他拿起筷子,挨个给桌上的年轻人夹菜,语气随和而亲切:“来,雨桐,多吃点这鸡肉,瞧你瘦的,得补补!建军,周刚,你们小伙子正当年,出力多,消耗大,这肉和粉条子得多吃点!”
他目光扫过陈静和陈逸,语气带着真挚的感谢,“在屯里,静静和小逸,多亏了你们这些伙伴们照应着,爷爷谢谢你们。”
李建军被长辈这样关照,有些不好意思地憨厚一笑,挠挠头。
“刘爷爷,看您说的,太客气了!其实是陈静一直在照顾我们,,我们都跟着她沾光哩!”
周刚也推了推眼镜,认真点头附和。
欧阳雨桐笑着给刘颂盛了碗汤:“刘爷爷,您才辛苦,大老远来。咱们这儿没啥好东西,您别嫌弃,多吃点家常菜。”
饭桌上的气氛温馨而热烈。
大家边吃边聊,说着屯里的趣事,比如谁家的小子爬树掏鸟窝卡在了半腰,后山的雪梨树苗在倪工指导下显得格外精神等等。
刘颂听得十分仔细,不时点头,眼中流露出对这群年轻人在这片黑土地上脚踏实地、敢想敢干的劲头的由衷赞赏。
这时,刘颂将目光转向正捧着一个大鸡腿啃得津津有味的陈逸,语气更加温和,带着诱哄。
“小逸啊,跟爷爷去京都看看,怎么样?那里有能坐上千人的大电影院!爷爷带你去吃全聚德的烤鸭,皮脆肉嫩,裹上饼那叫一个香!还有东来顺的涮羊肉,铜锅子咕嘟咕嘟,薄薄的羊肉片一烫就熟,蘸上麻酱小料,美得很!”
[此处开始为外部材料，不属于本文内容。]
PR #1770, opened 2022-01-28
[CIS-1288] Add Support for Message List Data Source Diffing (Experimental)

nuno-vieira:
### 🔗 Issue Link
CIS-1288

### 🎯 Goal
Add support for message list data source diffing to improve the stability of the message list, this replaces the usage of  `performBatchUpdates`.

### 🛠 Implementation
The proposed implementation creates a diffable data source snapshot from the list of changes reported by core data. We can't use the `NSFetchResultsController.didChangeContentWithSnapshot()` API because of our inverted table view, so we need to do some manual work for the diffing snapshots to works.

Only on iOS 13+ the diffing mechanism will be applied. And all customizations of the customer will still be applied since everything is backwards compatible.

**Usage:**
To enable this, you need to set to `true` the following flag: `Components.default._messageListDiffingEnabled = true`. 

### 🎨 Changes
N/A

### 🧪 Testing
Full regression QA Test should be done to make sure everything is working as before.

### ☑️ Checklist


nuno-vieira (commented):
~QA Failed: Currently it is crashing on iPad Split View (Looking into it)~

QA is passing ✅  Crashes have been solved!

Sources/StreamChatUI/ChatMessageList/ChatMessageListVC.swift
```diff
@@ -533,3 +606,103 @@ open class ChatMessageListVC:
...
+            .sorted(by: { $0.row < $1.row })
+            .map(\.0)
+
+        if hasNewInsertions, let currentFirstMessage = snapshot.itemIdentifiers.first {
+            // Insert new messages at the bottom.
+            snapshot.insertItems(sortedInsertedMessages, beforeItem: currentFirstMessage)
+        } else if let currentLastMessage = snapshot.itemIdentifiers.last {
+            // Load new messages at the top.
+            snapshot.insertItems(sortedInsertedMessages, afterItem: currentLastMessage)
+        }
```
evsaev, line 671: This may be not the case but I have a suspicion that if the channel is empty, message insertions will never happen because of `snapshot.itemIdentifiers` being empty. Would it be possible to check it?

Sources/StreamChatUI/ChatMessageList/ChatMessageListVC.swift
```diff
@@ -533,3 +606,103 @@ open class ChatMessageListVC:
...
+        // is the same as calling `reloadData()`. Info: https://developer.apple.com/videos/play/wwdc2021/10252/?time=158
+        UIView.performWithoutAnimation {
+            diffableDataSource?.apply(snapshot, animatingDifferences: true) { [weak self] in
+                let newestMessage = snapshot.itemIdentifiers.first
+                if hasNewInsertions && newestMessage?.isSentByCurrentUser == true {
+                    self?.listView.scrollToMostRecentMessage()
+                }
+
+                // When new message is inserted, update the previous message to hide the timestamp if needed.
+                if hasNewInsertions, let previousMessage = snapshot.itemIdentifiers[safe: 1] {
```
evsaev, line 692: The previous cell also needs to be reloaded when the message is deleted

Sources/StreamChatUI/ChatMessageList/ChatMessageListVCDataSource.swift
```diff
@@ -7,6 +7,9 @@ import StreamChat
 
 /// The object that acts as the data source of the message list.
 public protocol ChatMessageListVCDataSource: AnyObject {
+    /// Asks the data source to return all the available messages.
+    var messages: [ChatMessage] { get }
+
```
evsaev, line 12: I find this change useful in terms of data source protocol consistency but are we using it somewhere in diffing logic?

evsaev (commented):
That's an amazing piece of work 👏 Left some comments, mostly about the edge cases

Sources/StreamChatUI/ChatMessageList/ChatMessageListVC.swift
```diff
@@ -153,6 +171,19 @@ open class ChatMessageListVC:
         listView.backgroundColor = appearance.colorPalette.background
     }
 
+    override open func updateContent() {
+        super.updateContent()
+
+        listView.delegate = self
```
evsaev, line 177: nit: it's fine to have it here just curious if there was a strong reason to move the delegate assignment outside list view builder closure?

tbarbugli (commented):
Why do we require `Components.default.messageListDiffingEnabled = true`? Unless we see valid use-cases to keep the previous approach, this only makes sense if:

- we consider this an experimental feature 
- we are going to have enough developers opting in for this and willing to share their experience
- we have a clear plan to measure success and decide when its the time to flip the witch to false (if we don't we are simply postponing)

Did you do some benchmarking / performance check?

Why don't we embed the diffing in the SDK? Your approach has a few problems:

- it needs to support diff and no-diff (complexity is higher, more testing is needed, ...)
- iOS 12 is recent enough and will not get this fix

nuno-vieira:
> Why do we require `Components.default.messageListDiffingEnabled = true`? Unless we see valid use-cases to keep the previous approach, this only makes sense if:
> 
> * we consider this an experimental feature
> * we are going to have enough developers opting in for this and willing to share their experience
> * we have a clear plan to measure success and decide when its the time to flip the witch to false (if we don't we are simply postponing)
> 
> Did you do some benchmarking / performance check?
> 
> Why don't we embed the diffing in the SDK? Your approach has a few problems:
> 
> * it needs to support diff and no-diff (complexity is higher, more testing is needed, ...)
> * iOS 12 is recent enough and will not get this fix

- Yes we already have a customer that will test drive this and will share the results
- And yes if results are positive we plan on moving to `true` as the default
- The benchmarking and performance as not yet been performed because it is not the goal of this PR, but one thing that I was going to still do it to run our performance load script (meanwhile I was on support, so this PR was suspended)
- What do you mean by "Why don't we embed the diffing in the SDK?" ?
- We don't have enough data currently to measure the impact on iOS 12 but I'm pretty sure iOS 12 is currently minimal.
- It is indeed a con of this approach, it makes it hard to test, and iOS 12 is kinda ignored, but it is also the fastest one and uses Apple's native solution. We wrote a document explaining the pros/cons of this approach.

We are going to perform more tests, benchmarking and soon a Team QA so that we can gather more data and make a decision if this is the right thing to do 👍

Sources/StreamChatUI/ChatMessageList/ChatMessageListVC.swift
nuno-vieira: Fixed ✅

Sources/StreamChatUI/ChatMessageList/ChatMessageListVC.swift
nuno-vieira: This is fixed now too 👍 ✅ Although I which this was not required by our UX. It adds unnecessary complexity if we had a different design

Sources/StreamChatUI/ChatMessageList/ChatMessageListVCDataSource.swift
nuno-vieira: This is needed when adding the initial data. Because we open a channel with the local data already, we don't get notified of all the messages available through the `updateMessages` event. So we need to get the messages from the channel controller. 

This is used here: https://github.com/GetStream/stream-chat-swift/pull/1770/files/98fc37e0e04f6954a1f7ff4c139e3ef367b41dff#diff-30faf0001fbdda5a68aa7eca1fe1d37eeef9053d44f81afc1c6365ed66f44869R630

Sources/StreamChatUI/ChatMessageList/ChatMessageListVC.swift
```diff
@@ -533,3 +606,103 @@ open class ChatMessageListVC:
...
+
+        /// Populate the Initial messages data.
+        var snapshot = NSDiffableDataSourceSnapshot<Int, ChatMessage>()
+        snapshot.appendSections([0])
+        snapshot.appendItems(dataSource?.messages ?? [], toSection: 0)
+        diffableDataSource.apply(snapshot, animatingDifferences: false)
+    }
+
+    /// Transforms an array of changes to a diffable data source snapshot.
+    func updateMessagesSnapshot(with changes: [ListChange<ChatMessage>], completion: (() -> Void)?) {
```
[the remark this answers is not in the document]
nuno-vieira: Unfortunately, if we have inconsistent updates it will still crash. The hope here is that applying the snapshots has better robustness in terms of concurrency.

Sources/StreamChatUI/ChatMessageList/ChatMessageListVC.swift
```diff
@@ -533,3 +606,103 @@ open class ChatMessageListVC:
...
+        movedMessages.forEach {
+            snapshot.moveItem($0.from, afterItem: $0.to)
+            snapshot.reloadItems([$0.from, $0.to])
+        }
+
+        // The reason we call `performWithoutAnimation` and `animatingDifferences: true` at the same time
+        // is because we don't want animations, but on iOS 14 calling `animatingDifferences: false`
+        // is the same as calling `reloadData()`. Info: https://developer.apple.com/videos/play/wwdc2021/10252/?time=158
+        UIView.performWithoutAnimation {
+            diffableDataSource?.apply(snapshot, animatingDifferences: true) { [weak self] in
```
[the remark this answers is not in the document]
nuno-vieira: As mentioned above, the `apply()` already handles this, all updates are done in a serial queue, to make sure there are no concurrency issues.

DemoApp/DemoAppCoordinator.swift
```diff
@@ -152,24 +153,24 @@ final class DemoAppCoordinator: NSObject, UNUserNotificationCenterDelegate {
...
                 channelListQuery: channelListVC.controller.query
             )
+            channelVC.channelController = channelController
+            return UINavigationController(rootViewController: channelVC)
         }
 
-        let channelVC = CustomChannelVC()
-        channelVC.channelController = makeChannelController("unknown")
+        let splitController = UISplitViewController()
+        splitController.viewControllers = [channelListVC, makeChannelVC("unknown")]
```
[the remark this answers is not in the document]
nuno-vieira: Fixed 👍

Sources/StreamChatUI/ChatMessageList/ChatMessageListVC.swift
nuno-vieira: There wasn't, it was to make the code more cleaner and tidy :)

Sources/StreamChatUI/Components.swift
```diff
@@ -116,6 +116,11 @@ public struct Components {
     /// A boolean value that determines wether date separators should be shown between each message.
     public var messageListDateSeparatorEnabled = false
 
+    /// A boolean value that determines wether the message list should use a diffable data source.
+    /// Note: This is currently an experimental feature that we are actively
+    /// working on and testing to make sure it is 100% stable.
```
evsaev, line 121:
```suggestion
    /// A boolean value that determines whether the message list should use a diffable data source.
    /// Note: This is currently an experimental feature that we are actively
    /// working on and testing to make sure it is stable.
```

evsaev (approved):
LGTM 🚢

adamrushy (approved):
LGTM ✅

PR #1773, opened 2022-02-01
Updated the docs for presenting channels

martinmitrevski:
### 🔗 Issue Link
[JIRA](https://stream-io.atlassian.net/browse/SWUI-72?atlOrigin=eyJpIjoiYzQ3YzQ5MzZjMDI3NGM2NWIzZDU1MmU5ZTFlMWQxMmIiLCJwIjoiaiJ9)

### 🎯 Goal

Update the docs to reflect the latest changes in the SwiftUI SDK.

### 🛠 Implementation

Updated docusaurus docs.

### 🧪 Testing

Run docusaurus locally.

### ☑️ Checklist

### DIFF
--- a/docusaurus/docs/iOS/swiftui/components/helper-views.md
+++ b/docusaurus/docs/iOS/swiftui/components/helper-views.md
@@ -61,9 +61,9 @@ public func makeChannelListItem(
     avatar: UIImage,
     onlineIndicatorShown: Bool,
     disabled: Bool,
-    selectedChannel: Binding<ChatChannel?>,
+    selectedChannel: Binding<ChannelSelectionInfo?>,
     swipedChannelId: Binding<String?>,
-    channelDestination: @escaping (ChatChannel) -> ChannelDestination,
+    channelDestination: @escaping (ChannelSelectionInfo) -> ChannelDestination,
     onItemTap: @escaping (ChatChannel) -> Void,
     trailingSwipeRightButtonTapped: @escaping (ChatChannel) -> Void,
     trailingSwipeLeftButtonTapped: @escaping (ChatChannel) -> Void,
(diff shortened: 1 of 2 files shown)


docusaurus/docs/iOS/swiftui/components/helper-views.md
```diff
@@ -94,7 +94,7 @@ In the channel list item creation method, you are provided with several paramete
 - `avatar`: the avatar of the channel.
 - `onlineIndicatorShown`: whether the online indicator (about last active members) is shown on the avatar.
 - `disabled`: whether the user interactions with the channel are disabled. You should use this value while the view is being swiped, in order to avoid clicking the channel list item instead.
-- `selectedChannel`: binding of the currently selected channel.
+- `selectedChannel`: binding of the currently selected channel selection info (channel and optional message).
```
nuno-vieira, line 97: Maybe this is better like this? **selected channel selection info** sounds a bit weird and repetitive  🤔 
```suggestion
- `selectedChannel`: binding of the current channel selection info (channel and optional message).
```

nuno-vieira, line 97: Shouldn't the property be renamed as well?
```suggestion
- `channelSelectionInfo`: binding of the currently selected channel selection info (channel and optional message).
```

docusaurus/docs/iOS/swiftui/components/list-tap-events.md
```diff
@@ -31,9 +31,9 @@ class CustomFactory: ViewFactory {
     
     public static let shared = CustomFactory()
     
-    func makeChannelDestination() -> (ChatChannel) -> CustomChannelDestination {
-        { channel in
-            CustomChannelDestination(channel: channel)
+    func makeChannelDestination() -> (ChannelSelectionInfo) -> CustomChannelDestination {
+        { selectionInfo in
+            CustomChannelDestination(channel: selectionInfo.channel)
```
nuno-vieira, line 36: This actually surprising in my view, it feels the older a approach made more sense. You would give the Channel Info, and get back a destination, why only the selection matters now? 🤔 This is just out of curiosity

martinmitrevski: We need an optional message too. Basically, when you perform search on messages from the channel list, they are pairs of (channel, message). When you select a search result, you should scroll up to the message in the message list. It will also be needed for deeplinking.

nuno-vieira: Then, wouldn't it make more sense to have `ChannelInfo` where it contains the `channel` and `selectedMessage`? From what I understood the selection info is actually from the message and not the channel itself?

martinmitrevski: It's already like that. The selection info comes from the channel, and the message is optional parameter that, if present, makes the message list scroll to the provided message.

nuno-vieira: Ah I see... I understood it now

nuno-vieira (approved):
LGTM! ✅

PR #1776, opened 2022-02-02
Offline Support - Recovery Flow (Part 2 - Tests) 

polqf:
### 🔗 Issue Link
https://stream-io.atlassian.net/browse/CIS-1365

### 🎯 Goal

### 🛠 Implementation

_Provide a description of the implementation._

### 🎨 Changes

_Add relevant screenshots or videos showcasing the changes._

### 🧪 Testing

_Describe the steps how this change can be tested (or why it can't be tested)._

### ☑️ Checklist


martinmitrevski (commented):
Great work, a lot of tests and coverage. I also like the refactoring in the `SyncRepository` and the operations creations and the `Spy` stuff. 🥇 
Things I think we should improve:
- code repetition in the tests
- start using given/when/then
- some other smaller remarks (see comments)

Sources/StreamChat/Repositories/Operations/SyncOperations_Tests.swift
```diff
@@ -0,0 +1,251 @@
...
+        let context = SyncContext()
+        let operation = GetChannelIdsOperation(database: database, context: context)
+        operation.startAndWaitForCompletion()
+        
+        XCTAssertEqual(context.localChannelIds.count, 1)
+    }
+
+    // MARK: - GetPendingConnectionDateOperation
+
+    func test_GetPendingConnectionDateOperation_noUser() {
```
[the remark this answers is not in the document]
polqf: We have the intention to use block based syntax, so any work I do to get it closer to that will be trashed.

Sources/StreamChat/Repositories/Operations/SyncOperations_Tests.swift
```diff
@@ -0,0 +1,251 @@
...
+        context.lastPendingConnectionDate = nil
+        let operation = SyncEventsOperation(database: database, syncRepository: syncRepository, context: context)
+
+        operation.startAndWaitForCompletion()
+
+        XCTAssertEqual(context.synchedChannelIds.count, 0)
+        XCTAssertTrue("syncMissingEvents(using:channelIds:bumpLastSync:completion:)".wasNotCalled(on: syncRepository))
+    }
+
+    func test_SyncEventsOperation_pendingDate_syncFailure_shouldRetry2times() throws {
```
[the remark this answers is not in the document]
polqf: I think this could make it less readable. Skipping this for now

martinmitrevski (approved):
LGTM 👍

Sources/StreamChat/Repositories/Operations/SyncOperations.swift
```diff
@@ -0,0 +1,140 @@
...
+                return
+            }
+
+            // Reset only if it needs recovery
+            if let cid = controller.cid, context.synchedChannelIds.contains(cid) {
+                done(.continue)
+                return
+            }
+
+            let cidString = (controller.cid?.rawValue ?? "unknown")
```
adamrushy, line 93: Do we want to fall back to "unknown" here or is a missing cid worthy of an error?

adamrushy: I guess it will fall through but still make a query with unknown?

adamrushy (approved):
Looks solid overall, adding a comment but it's more a question :)

StreamChat.xcodeproj/project.pbxproj
```diff
@@ -5815,6 +5834,8 @@
 			children = (
 				C1E8AD5A278DDEBB0041B775 /* Operations */,
 				C1E8AD55278C8A440041B775 /* SyncRepository.swift */,
+				C186BFA927AA979B0099CCA6 /* SyncRepository_Tests.swift */,
+				C186BFA227A048690099CCA6 /* SyncRepository_Mock.swift */,
```
nuno-vieira, line 5838: I think that we could improve the folder structure. Right now we have something like this:

```bash
Repositories/
|——— SyncRepository.swift
|——— Operations/
|	|—— AsyncOperation.swift
|	|—— SyncOperation.swift
```

I would propose something like this:
```bash
Repositories/
 |——— SyncRepository/
 |    |——— SyncRepository.swift
 |    |——— SyncOperation.swift
```
Then the `AsyncOperation.swift` would live in the Utils or any top level Common folder (Currently the utils folder is totally crowded and there are things that shouldn't be there but anyhow..).

The reason behind this is because the Operations is an implementation detail of the `SyncRepository`. Operations can totally be used outside of the `Repositories` context, hence the `AsynOperation.swift` should live in a common place. By having an `Operations` folder in the `Repositories` folder, it gives an impression that each repository will have an operation, which is not true, since like I said before, it is an implementation detail, that is why I believe the `SyncOperatior` should live inside the `SyncRepository` context.

Sources/StreamChat/Repositories/Operations/SyncOperations_Tests.swift
nuno-vieira, line 94: nit: Using values on the names of the tests usually make them outdated pretty fast, in this case, it is already from what I can see the assertion it says "3" times instead of "2"
```suggestion
    func test_SyncEventsOperation_pendingDate_syncFailure_shouldRetry() throws {
```

Sources/StreamChatTestTools/Spy.swift
```diff
@@ -0,0 +1,37 @@
+//
+// Copyright © 2022 Stream.io Inc. All rights reserved.
+//
+
+import Foundation
+
+public protocol Spy: AnyObject {
+    var recordedFunctions: [String] { get set }
+}
```
nuno-vieira, line 9: My only concern with this is that we are adding yet another API to how we write tests and mocks. I usually defend using the native XCTest tools as much as we can or use a proper mocking library in this case. It doesn't feel to me this is adding much value in comparison to just adding a property `xxxxCallCount = 0` on a mock and then simply calling `xxxxCallCount += 1` on the desired function. 🤔

nuno-vieira (approved):
LGTM! ✅ The operations refactor was much needed 👍 

Added a couple of comments but they are not blockers by any means.

Sources/StreamChat/Repositories/Operations/SyncOperations.swift
polqf: A cid is not needed here (AKA it might not be there yet), this `cidString` is only for debug purposes

Sources/StreamChatTestTools/Spy.swift
polqf: It is true that it is yet another way of doing it, but it can much better scale than having one xxxxCallCount per each mock. Don't you think?

PR #1781, opened 2022-02-04
[CIS-1554] Make `SendButton` animation overridable

nuno-vieira:
### 🔗 Issue Link
CIS-1554

### 🎯 Goal
Currently, the animation of SendButton is done on the didSet observer of the `SendButton.isEnabled`, the problem with this is that the `didSet` implementation is not overridable. We need to extract the animation to a different function so that the customer can override it.

### 🛠 Implementation
Extract the animation to a different function so that the customer can override it.

### 🎨 Changes
N/A

### 🧪 Testing
N/A

### ☑️ Checklist

### DIFF
--- a/Sources/StreamChatUI/CommonViews/SendButton/SendButton.swift
+++ b/Sources/StreamChatUI/CommonViews/SendButton/SendButton.swift
@@ -10,7 +10,7 @@ open class SendButton: _Button, AppearanceProvider {
     /// Override this variable to enable custom behavior upon button enabled.
     override open var isEnabled: Bool {
         didSet {
-            isEnabledChangeAnimation()
+            isEnabledChangeAnimation(isEnabled)
         }
     }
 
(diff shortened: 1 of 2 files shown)


Sources/StreamChatUI/CommonViews/SendButton/SendButton.swift
```diff
@@ -28,4 +24,13 @@ open class SendButton: _Button, AppearanceProvider {
         let disabledStateImage = appearance.images.sendArrow.tinted(with: buttonColor)
         setImage(disabledStateImage, for: .disabled)
     }
+
+    /// The animation when the `isEnabled` state changes.
+    open func isEnabledChangeAnimation() {
```
adamrushy, line 29: Would it make more sense for this public function to pass in the `isEnabled` param? Approving anyway more of a small suggestion :)

adamrushy (approved):

Sources/StreamChatUI/CommonViews/SendButton/SendButton.swift
nuno-vieira: I see.. yes it kinda makes sense 👍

陈逸嘴里塞得鼓鼓囊囊,闻言想都没想,立刻用力摇头,含糊不清却异常坚定地说。
“不去!京都再好,我也要跟我姐在一起!王家屯就挺好!有修远哥教我打军体拳,有雨桐姐给我做好吃的烙饼,还有建军哥带我去下套子套野兔,有意思着呢!”
小家伙脸上写满了对当下生活的满足和对姐姐的依恋。
刘颂眼中极快地闪过一丝不易察觉的失落,但更多的是一种欣慰和了然——这孩子的心,已经牢牢系在了这片土地和这些亲人般的伙伴身上了。
他伸手揉了揉陈逸的脑袋,声音带着感慨:“好小子!有骨气!那就安心在这儿,好好跟着你姐!”
陈逸似乎感受到老人那一闪而过的情绪,咽下嘴里的肉,仰起脸,眨着亮晶晶的眼睛补充道。
“爷爷,等以后我和姐有空了,一定去京都看您!您要是想我们了,也常来屯里住住,我们这儿空气好,夏天还能去溪里摸鱼!”
刘颂被孩子天真又贴心的话逗得开怀大笑,连声道:“好,好!爷爷一定常来!到时候你可别嫌爷爷唠叨!”
坐在对面的陈静与一旁的唐修远交换了一个眼神,心中暖流涌动。